AlejandroVK
AlejandroVK

Reputation: 7605

How to iterate a 3D numpy array

Forgive me if something about what I'm about to ask sounds stupid, I've just started with numpy and multi-dimensional arrays in Python :D

That said, I've got a 3D array of [85 x 235 x 327]. Each position holds a discrete value, and, in most cases, NaN.

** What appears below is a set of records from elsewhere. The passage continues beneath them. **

PR #680, opened 2023-02-13
chart: add End2EndIngestionLag and DjangoErrorRate alerts

xvello:
## Description

Part of porting our internal alerts to all regions, https://github.com/PostHog/posthog-cloud-infra/issues/1052. 

- End2EndIngestionLag mirrors `End-to-end ingestion lag exceeds norm`, with the new gauges added last week.
- DjangoErrorRate mirrors `HTTP 500 Response Exceeding avg. 500`, but with a 1% target instead of a 500 errors count. Looking back at prod-us, this would have triggered during the two django incidents we had this month, but not during smaller transient spikes.

For now, the alerts are marked as `warning` to test it, I'll pass it to `critical` and disable the old one in two days, if it does not misbehave.

## Type of change

## Checklist

### DIFF
--- a/charts/posthog/values.yaml
+++ b/charts/posthog/values.yaml
@@ -1843,7 +1843,7 @@ prometheus:
                 summary: End-to-end analytics event ingestion lag exceeds 5 minutes.
                 description: |
                   Our end-to-end probe measured an ingestion lag higher than 5 minutes for scenario {{ $labels.scenario }}.
-                  Check the Kafka (cluster overview) dashboard to identify what topics and partitions are lagging and
+                  Check the "Kafka (cluster overview)" dashboard to identify what topics and partitions are lagging and
                   follow the https://posthog.com/docs/runbook/services/plugin-server/ingestion-lag runbook for recovery
                   steps.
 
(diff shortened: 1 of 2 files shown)


charts/posthog/values.yaml
```diff
@@ -1819,6 +1819,34 @@ prometheus:
...
+                  identify the issue. Either a dependency is unhealthy, or a recent code change triggered a bug and
+                  needs to be rolled-back.
+
+            - alert: End2EndIngestionLag
+              expr: (max by(scenario) (posthog_celery_observed_ingestion_lag_seconds{scenario=~"ingestion_api|ingestion"})) > 3000
+              for: 2m
+              labels:
+                severity: warning # TODO: move up to critical after testing for two days
+              annotations:
+                summary: End-to-end analytics event ingestion lag exceeds 5 minutes.
```
hazzadous, line 1843: Isn't 3000 seconds 50 minutes rather than 5?

hazzadous (approved):
Looks good aside from the 3000 seconds maybe?

charts/posthog/values.yaml
xvello: Indeed, fixed!

PR #682, opened 2023-02-13
chore(ingestion): add slow lane consumer for bad actors

### LINKED ISSUE #681: Add slow lane consumer for ingestion

hazzadous:
## Description

Sometimes we have _loads_ of events being sent from a single decide,
which plays havoc with us trying to process them in order, and results
in slowing down other users.

We also have cases where people try to import loads of historical
events.

This deployment handles ingestion of these events independently from the
main ingestion consumer thereby allowing for different guarantees on
ingestion latency.

## Type of change

## Checklist
- [x] I have made corresponding changes to the documentation (as in, should be generated from `values.yaml`


charts/posthog/templates/plugins-ingestion-deployment.yaml
```diff
@@ -1,3 +1,18 @@
...
+    The ingestion deployments handle processing of analytic events e.g. captured
+    via the `/e/` and similar endpoints.
+
+    To allow for near real time processing of most of the events, we will divert
+    some events that break certain criteria e.g. sending 1000s of events per
+    second with the same distinct id to a separate consumer to be processed.
+    This is consumer is run by the plugins-ingestion-overflow deployment and can
+    be scaled independently.
+
+    NOTE: before the PostHog app supports the `ingestion-overflow` mode, we'll
```
hazzadous, line 12: Ooops this doesn't work 🤔  the plugin-server will not know what to do for ingestion-overflow

tiina303: If we want to generalise this with async consumer then we can have two params:
1. topic to read
2. pipeline to use

then for 
1. async consumer: it's async topic and async pipeline
2. ingestion: it's ingestion topic and ingestion pipeline (with overflow)
3. ingestion_overflow topic and ingestion pipeline (after overflow step)

charts/posthog/values.yaml
```diff
@@ -474,7 +474,15 @@ pluginsIngestion:
     maxUnavailable: 25%
 
   # -- Additional env variables to inject into the plugin-server stack deployment.
-  env: []
+  env:
+    - name: INGESTION_OVERFLOW_ENABLED
+      # -- Whether or not to send events to a "slow-lane" to be consumed
+      # separately by the pluginsIngestionOverflow deployment. When setting this
+      # to true, you much set pluginsIngestionOverflow.enabled to `true``
```
tomasfarias, line 481: nit: typo

```suggestion
      # to true, you must set pluginsIngestionOverflow.enabled to `true``
```

tomasfarias: Isn't this not a "must" if we enable both `ingestion` and `ingestionOverflow` in the same deployment? Not for us, but thinking about hobby deployments that want to try out overflow (although may be a stretch).

tomasfarias (approved):
Lgtm, deploying this will require https://github.com/PostHog/posthog/pull/14211 to be merged first. We can discuss operational details tomorrow :handshake:

PR #685, opened 2023-02-14
chart: add per-partition lag to kafka dashboard

xvello:
## Description

During ingestion incidents, it's important to quickly determine whether lag is spread across partitions or local.

Adding a second set of graphs with per-partition stats. Empty by default, the user has to select what topic(s) to display, to avoid overwhelming prometheus.

## Type of change

## How has this been tested?

Check it out on [prod-eu with some lag](http://grafana-prod-eu/d/CEEo3dJVz/kafka-cluster-overview-with-partitions?orgId=1&from=1675749129048&to=1675792134266&var-job=kubernetes-pods&var-instance=10.0.135.153:9308&var-topic=All&var-topic_detailed=clickhouse_events_json)

## Checklist

### DIFF
--- a/charts/posthog/Chart.yaml
+++ b/charts/posthog/Chart.yaml
@@ -11,7 +11,7 @@ type: application
 
 # This is the chart version. This version number should be incremented each time you make changes
 # to the chart and its templates, including the app version.
-version: 30.3.9
+version: 30.4.0
 
 # This is the version number of the application being deployed. This version number should be
 # incremented each time you make changes to the application.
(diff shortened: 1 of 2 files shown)


danielxnj (approved):

hazzadous:
Could this be a separate Dashboard dedicated to ingestion rather than updating the generic Kafka one? I can imagine there will be other more specific details we'd want for the other workloads but could end up making this dashboard unwieldy

hazzadous:
Ah sorry misread it, I thought this was the partition stats James added, discard my comment!

xvello:
Thanks @hazzadous. I've observed several engineers getting into the partition trap these last weeks:

- not catching hot partitions but just looking at the sum
- trying to "fix" a recovery rate going down, while it was due to most partitions catching up.

 That's why I think it's fundamental to call it out in the main dashboard.

hazzadous (approved):

PR #690, opened 2023-02-16
Update decide check to use the correct role

ellie:
## Description

We now have a role just for decide, so use it! Ensures we don't check more than we need

## Type of change

## Checklist

### DIFF
--- a/charts/posthog/Chart.yaml
+++ b/charts/posthog/Chart.yaml
@@ -11,7 +11,7 @@ type: application
 
 # This is the chart version. This version number should be incremented each time you make changes
 # to the chart and its templates, including the app version.
-version: 30.8.1
+version: 30.8.2
 
 # This is the version number of the application being deployed. This version number should be
 # incremented each time you make changes to the application.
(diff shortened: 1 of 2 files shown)


charts/posthog/Chart.yaml
```diff
@@ -11,7 +11,7 @@ type: application
 
 # This is the chart version. This version number should be incremented each time you make changes
 # to the chart and its templates, including the app version.
-version: 30.5.1
+version: 30.5.2
```
hazzadous, line 14: The annoying thing about this is that we are not backwards compatible with older docker images. In this case I _think_ we'll require all dependencies. So would make sense to ensure the upgrade is not rolled out automatically, maybe a minor or major version.

I haven't found a great way to handle this, aside from maybe removing the `role` abstraction and rather allowing specifically the dependencies that should be checked.

I've not got a good answer here 🤷

xvello: That decide pool is not enabled by default, and requires two values to be set before receiving traffic, so I think it's fine to move forward.
We can add a comment to the `decide.enabled` value that it requires posthog 1.44.0 (we'll do this one before switching to continuous releases, right?)

xvello (approved):

charts/posthog/Chart.yaml
hazzadous: Hah yeah forgot it was behind a flag. Yeah adding a note to the release doc sounds like a plan 👍

xvello:
Took the liberty of rebasing and adding the comment about required PH version to the values. Ready to merge!

hazzadous (approved):

PR #693, opened 2023-02-21
feat: Added object storage region

benjackwhite:
## Description
Related to this PR https://github.com/PostHog/posthog-cloud-infra/pull/1145

Adds support for setting the region of the external bucket

@hazzadous quite likely I've done something wrong here so feel free to call it out :D 

## Type of change

## How has this been tested?

Haven't tested and not sure how to 😅 

## Checklist


hazzadous (approved):
Looks good to me.

Have we been falling back to PostgreSQL for this then, and do we need to migrate data from PostgreSQL to S3 now?

benjackwhite:
> Looks good to me.
> 
> Have we been falling back to PostgreSQL for this then, and do we need to migrate data from PostgreSQL to S3 now?

We have been but I'm gonna go ahead and guess not that many exports happened for it to be a problem. Probably worth verifying how much blob data is stored there and if it is a problem

PR #701, opened 2023-02-24
feat(recordings): add separate deployments/hpa for ingestion

hazzadous:
This should allow us to scale session recordings separately from
analytics events ingestion. It is backwards compatible with the existing
deployments setup which doesn't change. Rather we can update chart
values to set:

 1. pluginsIngestion.enabled = false
 2. pluginsAnalyticsIngestion.enabled = true
 3. recordingsIngestion.enabled = true

Which will switch to separate deployments.

## Type of change

## Checklist

### DIFF
--- a/charts/posthog/values.yaml
+++ b/charts/posthog/values.yaml
@@ -530,6 +530,100 @@ pluginsIngestion:
   sentryDSN:
 
 
+pluginsAnalyticsIngestion:
+  # -- Whether to install the PostHog plugin-server analytics ingestion
+  # capability as an individual workload. Note that this is different from the
+  # `pluginsIngestion` setting above specifically in that the deployment
+  # controlled by these settings does not handle session recordings. This
+  # deployment is intended to be a replacement for `pluginsIngestion` and is
+  # intended to be used along side the `recordingsIngestion` deployment.
+  #
+  # The reason these values were added is to be able to scale analytics and
+  # session recordings events indepentently, and to be able to roll this out in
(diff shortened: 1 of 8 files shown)


charts/posthog/values.yaml
```diff
@@ -530,6 +530,100 @@ pluginsIngestion:
...
+  # -- Additional env variables to inject into the plugin-server stack deployment.
+  env:
+    - name: INGESTION_OVERFLOW_ENABLED
+      # -- Whether or not to send events to a "slow-lane" to be consumed
+      # separately by the pluginsIngestionOverflow deployment. When setting this
+      # to true, you must set pluginsIngestionOverflow.enabled to `true``
+      # otherwise some events will not be processed in cases of overflow. This
+      # behaviour is triggered for instance if there are too many events to be
+      # processed in near real time from a single device.
+      value: "false"
```
tomasfarias, line 579: I thought this was enabled? 🤔

hazzadous: It's enabled in the infra repo [here](https://github.com/PostHog/posthog-cloud-infra/blob/main/helm/values/prod.yml#L230)

hazzadous: Perhaps we should enable be default at some point 🤔  what do you think?

tomasfarias: Ah, okay, I keep getting confused between the two repos. Thank you.

Yeah, I'd say once it has been running for a while we can enable it by default.

PR #706, opened 2023-03-13
chart: add GraphileJobExecutionLag alert

xvello:
## Description

Add a (non-paging for now) monitor on the new `posthog_celery_graphile_lag_seconds` metric.

It links to the runbook draft introduced in https://github.com/PostHog/product-internal/pull/453

## Type of change

## Checklist

### DIFF
--- a/charts/posthog/values.yaml
+++ b/charts/posthog/values.yaml
@@ -2221,6 +2221,20 @@ prometheus:
                 summary: Failed to process some session recording events and have been sent to the dead letter queue for review.
                 description: "The `session_recording_events_dlq` topic offset has increased over the past 5 minutes."
 
+            - alert: GraphileJobExecutionLag
+              expr: (max by(task_identifier) (posthog_celery_graphile_lag_seconds{task_identifier!="bufferJob"})) > 300
+              for: 5m
+              labels:
+                rotation: common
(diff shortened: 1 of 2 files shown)


charts/posthog/values.yaml
```diff
@@ -2221,6 +2225,21 @@ prometheus:
                 summary: Failed to process some session recording events and have been sent to the dead letter queue for review.
                 description: "The `session_recording_events_dlq` topic offset has increased over the past 5 minutes."
 
+            - alert: GraphileJobExecutionLag
+              expr: (max by(task_identifier) (posthog_celery_graphile_lag_seconds{task_identifier!="bufferJob"})) > 300
```
tiina303, line 2229: Did we not get rid of the bufferJob ones yet?

tiina303 (approved):
lgtm

charts/posthog/values.yaml
xvello: No, we have not deleted them yet.

tiina303: > and it's better to avoid us paging if we were to send more in the future.

paging yes, slack notification would be nice to have if we started adding these 🤷‍♀️

PR #713, opened 2023-03-23
Add PodDisruptionBudget to decide

frankh:
## Description
Eventually we'll add PDBs to all deploys, but decide shows the most disruption during kubernetes upgrades so we'll start with this one

## Type of change

## Checklist


ellie (approved):
Nice! We should maybe also configure the rollout to scale up a little faster?

frankh:
shouldn't be necessary, during rollouts the rollout configuration takes precedent over the PDB, so it will still be 25% surge and 25% unavailable for deploys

First thing I'd like to do is iterate over this array and remove the NaN values, building a new array that contains only valid values.

I've tried this:

    for index,value in np.ndenumerate( data ):
    print "index value: " + str(index)
    print "value: " + str(value)

But this will only execute one pass...not really sure what ndenumerate does.

Also tried this:

indexOne = waves.shape[0]
indexTwo = waves.shape[1]
indexThree = waves.shape[2]

for i in range(indexOne):
    for j in range(indexTwo):
        for k in range(indexThree):
            a = waves[i,j,k]
            print a.data

And while this does iterates...taking into account that I have 6531825 points...this is going to take forever...thus, is there any built-in function to remove values from an existing array without having to iterate all the elements?

Upvotes: 2

Views: 3104

Answers (2)

senderle
senderle

Reputation: 150957

It depends a little on what you want the final array to look like. Here's something that literally does what you say. However, it doesn't preserve the shape. Setting up the array:

>>> a = numpy.linspace(0, 26, 27).reshape(3, 3, 3)
>>> a[1][0] = numpy.nan
>>> a
array([[[  0.,   1.,   2.],
        [  3.,   4.,   5.],
        [  6.,   7.,   8.]],

       [[ nan,  nan,  nan],
        [ 12.,  13.,  14.],
        [ 15.,  16.,  17.]],

       [[ 18.,  19.,  20.],
        [ 21.,  22.,  23.],
        [ 24.,  25.,  26.]]])

Then you can create a mask with isnan:

>>> numpy.isnan(a)
array([[[False, False, False],
        [False, False, False],
        [False, False, False]],

       [[ True,  True,  True],
        [False, False, False],
        [False, False, False]],

       [[False, False, False],
        [False, False, False],
        [False, False, False]]], dtype=bool)

And use it to index a:

>>> a[~numpy.isnan(a)]
array([  0.,   1.,   2.,   3.,   4.,   5.,   6.,   7.,   8.,  12.,  13.,
        14.,  15.,  16.,  17.,  18.,  19.,  20.,  21.,  22.,  23.,  24.,
        25.,  26.])

You could use a similar trick to do many other things with nan values. For example:

>>> a[numpy.isnan(a)] = 0
>>> a
array([[[  0.,   1.,   2.],
        [  3.,   4.,   5.],
        [  6.,   7.,   8.]],

       [[  0.,   0.,   0.],
        [ 12.,  13.,  14.],
        [ 15.,  16.,  17.]],

       [[ 18.,  19.,  20.],
        [ 21.,  22.,  23.],
        [ 24.,  25.,  26.]]])

Upvotes: 1

Stefano Sanfilippo
Stefano Sanfilippo

Reputation: 33046

nan_to_num does exactly what you want:

Replace nan with zero and inf with finite numbers.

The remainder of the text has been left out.